START PROVIDED RECORDS

PR #5893, opened 2019-07-08
Rework on documentation guides

davidfischer:
- Significant improvements to the custom CSS/JS guide
- Broke out the guides into Read the Docs and Sphinx/MkDocs guides
- Small grammatical and copy improvements

I'll probably do more work on more of the guides slowly but surely. The key things to improve on are to make sure that the right words that people would search in google for are present on the page and it make sure to explain why in addition to how.

## Screenshot

Screen Shot 2019-07-08 at 4 33 11 PM

Here's the [current guides page](https://docs.readthedocs.io/en/stable/guides/index.html) for comparison.

### DIFF
--- a/docs/guides/index.rst
+++ b/docs/guides/index.rst
@@ -1,11 +1,44 @@
 Guides
 ======
 
-These guides will help walk you through the usage of Read the Docs.
+These guides will help walk you through specific use cases
+related to Read the Docs itself, documentation tools like Sphinx and MkDocs
+and how to write successful documentation.
 
+
+Sphinx & MkDocs how-to guides
+-----------------------------
+
+These guides will help you get the most out of your documentation authoring tool
+whether that is Sphinx or MkDocs.
 
 .. toctree::
-   :maxdepth: 1
-   :glob:
+    :maxdepth: 1
 
-   *
+    adding-custom-css
+    custom-404-page
+    manage-translations
+    mkdocs-old-versions
+    pdf-non-ascii-languages
+    remove-edit-buttons
+    vcs
+
+
+Read the Docs how-to guides
+---------------------------
+
+These guides will help you customize or tune aspects of the Read the Docs build environment.
+
+.. toctree::
+    :maxdepth: 1
+
+    build-notifications
+    build-using-too-many-resources
+    canonical
+    conda
+    environment-variables
+    feature-flags
+    google-analytics
+    sitemaps
+    specifying-dependencies
+    wipe-environment
--- a/docs/guides/pdf-non-ascii-languages.rst
+++ b/docs/guides/pdf-non-ascii-languages.rst
@@ -1,8 +1,8 @@
-Sphinx PDFs for non-ASCII languages
-===================================
+Sphinx PDFs with Unicode
+========================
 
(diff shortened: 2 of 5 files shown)


davidfischer:
Actually, I'm going to update this as it looks like Sphinx made this quite a bit easier in Sphinx 1.8.

humitos:
Side comment: "Sitemaps: An SEO tool for documentation" is not a guide since the user can't do anything with that. It's more like a Read the Docs Feature. Maybe we should move it there.

davidfischer:
> Side comment: "Sitemaps: An SEO tool for documentation" is not a guide since the user can't do anything with that. It's more like a Read the Docs Feature. Maybe we should move it there.

That's the next guide to refresh on the calendar. There's no longer a directory of "features" in the documentation. I think we should build it out into an SEO guide that also has other things like how to set `<meta>` tags and setting the canonical URL. If you want to work on it, let me know 😄. Otherwise I think that's next up in a few weeks.

docs/guides/pdf-non-ascii-languages.rst
```diff
@@ -1,5 +1,5 @@
-Build PDF format for non-ASCII languages
-========================================
+Sphinx PDFs for non-ASCII languages
```
ericholscher: non-ASCII should probably be something else. 
```suggestion
Sphinx PDFs for languages other than English
```

docs/guides/index.rst
```diff
@@ -1,11 +1,44 @@
 Guides
 ======
 
-These guides will help walk you through the usage of Read the Docs.
+These guides will help walk you through specific use cases
+related to Read the Docs itself, documentation tools like Sphinx and MkDocs
+and how to write successful documentation.
 
 
+Sphinx & MkDocs how-to guides
```
ericholscher: I do feel like we're making the guides harder to find when we add more nesting to the TOC's. I can almost never find the development docs now, since it's nested under 2 levels and really hard to ctrl+f to find. I think we might hit a similar issue here with folks wanting to go to our docs and do `ctrl+f` then search for `PDF`. I don't know the best way to solve this though :/

davidfischer: Since the guides were already not on the home page (anymore) I don't know if `ctrl+f` would really help in this instance.

In general, I believe that most users are finding pages by searching google and getting a direct link rather than going to our docs homepage first.

docs/guides/pdf-non-ascii-languages.rst
davidfischer: Technically it's non-latin languages. How about "Sphinx PDFs for Unicode Languages" or "Sphinx PDFs for Non-European Languages"?

ericholscher: Yea, I didn't know the best way of putting it. I'm fine with Unicode, as it seems the most correct. 👍

docs/guides/index.rst
ericholscher: Yea, definitely -- but I'd like to support both flows reasonably well. Perhaps promoting search into a landing page-style box in the main content would help here. I need to think more on it.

END PROVIDED RECORDS

## TASK REQUIREMENTS
Show the lines in the entries above that include the string "than".

## SOLVED PROBLEM
Sphinx PDFs for languages other than English
In general, I believe that most users are finding pages by searching google and getting a direct link rather than going to our docs homepage first.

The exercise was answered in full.